The only engineering pathway I can see to management of this problem is an emergency drawdown in the planet’s 22 billion head of livestock, together with a C&C framework that brings CO2/CH4 emissions AND human population back within carrying capacity.
We know that people do just fine (physically and emotionally) on plant-based diets after an initial period of adjustment. Our children and grandchildren will have no problem enjoying these diets. I would like to join CASSE (and enter a PhD program aimed at global degrowth/C&C to a steady economy), but I am waiting to see a position paper that formally acknowledges we have now so overshot planetary carrying capacity that mass vegan-engineering is an immediate practical necessity.
I have been studying population and environmental issues for over 25 years and have come to believe that for the US, for other countries, and for the world – the most humane and environmental tact is to help people where they are – not to encourage them to migrate.
Migration to the US increases our own very unsustainable and growing population level with its devastating local and global environmental impacts, takes pressure off of source countries to deal with their own population growth problem, and draws away from those countries the very people who are most likely to be leaders in their native lands to help improve conditions.

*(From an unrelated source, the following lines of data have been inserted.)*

PR #392, opened 2025-05-31
Fix: Lyrics files with ']' in the metadata fields not getting indexed and title not getting matched

Lxtharia:
I've noticed that titles that include a closing bracket (like "some song title [Explicit]") didn't get indexed.
During debugging this, I found that the artist metadata field is passed twice to the find_lrc function.

This PR fixes this.

I had some more issues trying to get my .lrc files to be read/matched, though they might be too specific/uncommon to bother fixing:
- Files that start with [BOMs](https://de.wikipedia.org/wiki/Byte_Order_Mark) fail to be parsed
- Length mismatches, which made me wonder if matching the length is truly nessesary
- Some .lrc files missing an album metadata field, resulting in them not getting indexed

### DIFF
--- a/src/shared/lrc/index.rs
+++ b/src/shared/lrc/index.rs
@@ -70,7 +70,7 @@ impl LrcIndex {
     pub fn find_lrc_for_song(&self, song: &Song) -> Result<Option<Lrc>> {
         match (
             song.metadata.get("artist"),
-            song.metadata.get("artist"),
+            song.metadata.get("title"),
             song.metadata.get("album"),
             song.duration,
         ) {
--- a/src/shared/lrc/index.rs
+++ b/src/shared/lrc/index.rs
@@ -134,11 +134,8 @@ impl LrcIndexEntry {
             let metadata = buf
                 .trim()
                 .strip_prefix('[')
+                .and_then(|s| s.strip_suffix(']'))
                 .with_context(|| format!("Invalid lrc line format: '{buf}'"))?;
-            if !metadata.ends_with(']') {
-                break;
-            }
-            let metadata = &metadata[..metadata.len() - 1];
 
             match metadata.chars().next() {
                 Some(c) if c.is_numeric() => {
--- a/src/shared/lrc/index.rs
+++ b/src/shared/lrc/index.rs
@@ -81,7 +81,7 @@ impl LrcIndex {
                 match lrc_opt {
                     None => log::trace!("No Lyrics found for {:?}", song.metadata),
                     Some(lrc) => log::trace!("Lyrics found at {:?}", lrc.path),
-                };
+                }
                 lrc_opt
             }
             _ => None,
--- a/src/shared/lrc/index.rs
+++ b/src/shared/lrc/index.rs
@@ -77,7 +77,12 @@ impl LrcIndex {
             (Some(artist), Some(title), Some(album), length) => {
                 // TODO xxx.last() is called here to not change existing behavior. Consider
                 // supporting all the tag entries
-                self.find_lrc(artist.last(), title.last(), album.last(), length)
+                let lrc_opt = self.find_lrc(artist.last(), title.last(), album.last(), length);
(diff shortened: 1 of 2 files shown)


src/shared/lrc/index.rs
```diff
@@ -123,14 +131,14 @@ impl LrcIndexEntry {
...
+            let metadata = buf
                 .trim()
                 .strip_prefix('[')
-                .and_then(|s| s.split_once(']'))
                 .with_context(|| format!("Invalid lrc line format: '{buf}'"))?;
-            if !rest.is_empty() {
+            if !metadata.ends_with(']') {
                 break;
             }
+            let metadata = &metadata[..metadata.len() - 1];
```
mierak, line 141: wouldn't changing split_once to strip_suffix and doing break on None be enough instead of indexing into the string?

mierak:
> Files that start with [BOMs](https://de.wikipedia.org/wiki/Byte_Order_Mark) fail to be parsed

I mostly went by what was written on wiki, there does not seem to be a formal specification for lrc files and I didnt even know that BOM is legal in lrc.

> Length mismatches, which made me wonder if matching the length is truly nessesary

There is 3 seconds leeway in the length matching. I am fine with increasing this, but to me it still makes sense. Say you have extended version of a song but lyrics only for the shorter version.

> Some .lrc files missing an album metadata field, resulting in them not getting indexed

I was thinking about removing this one as well, or at least making it more lax

src/shared/lrc/index.rs
Lxtharia: Ah, wasn't aware of that function!

mierak:
```rust
            let (metadata, rest) = buf
                .trim()
                .strip_prefix('[')
                .and_then(|s| s.rsplit_once(']'))
                .with_context(|| format!("Invalid lrc line format: '{buf}'"))?;
            if !rest.is_empty() {
                break;
            }

```
this should work, simply splitting at last occurence of ] instead of the first

Lxtharia:
> and I didnt even know that BOM is legal in lrc.
Maybe it isn't! I've never heard of BOM before today tbh. and I've just collected a few .lrc files from when I used Minilyrics on windows, so one of those two might be at fault.

I'll probably just have to `sed` over all of them once and solved that issue, but still, never had any issues with this before.

> Say you have extended version of a song but lyrics only for the shorter version.
Yeah, I get that! But on the other hand, there might be versions with extra silence at the end or end parts getting cut, where the lyrics stay the same. It would be best to only consider length as a criteria when there is more than one matches.

The same can be maybe applied to case sensitivity and albums.
Some .lrc creators might write `A-ha` instead of `a-ha` as the artists name, and some songs might appear in different albums while being the same song.
It's not easy to judge when a not-exact-match is still correct and expected, but in my opinion I think it's more frustrating to not have lyrics displayed at all than having the extended-version-lyrics on my normal-version song playing.

mierak:
> It would be best to only consider length as a criteria when there is more than one matches.

> The same can be maybe applied to case sensitivity and albums.

both of these make sense to me!

> It's not easy to judge when a not-exact-match is still correct and expected

yeah, this whole matching and parsing implementation was all guesswork on my side because there does not seem to be one stadardized way :disappointed: 

Anyway, this seems good to go to me.

Lxtharia:
> yeah, this whole matching and parsing implementation was all guesswork on my side because there does not seem to be one stadardized way 😞

understandable!
In my experience it seems that one of the big issues is also just data mismatch. Different streaming platforms having slightly different titles or multiple releases of the same song with "(feat. Artist)" as part of the title in one version and as part of the artists in the other version, as well as 3 different lyrics providers that all have their own conventions, etc...

And in this context of matching a song not only with all locally available lyrics files but with a enormous database of all known lyrics files, the existing matching algorithms are probably way more advanced but still not perfect.

I kinda forgot where I wanted to go with this.
"No code can fix messy data" probably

Some countries have asked us, in fact, to better enforce our laws to help them better their own conditions.
Population is the great multiplier!
Don’t be a deep feeler and a poor thinker. – George C. Marshall, winner of the Nobel Peace Prize, 1953.
Well that all sounds great…if you’re poor just move to a rich country…except a few things…there are only certain options for people of certain countries to move to another country. If you don’t fit into those very limited options then forget it. Also, most countries discriminate against ex convicts.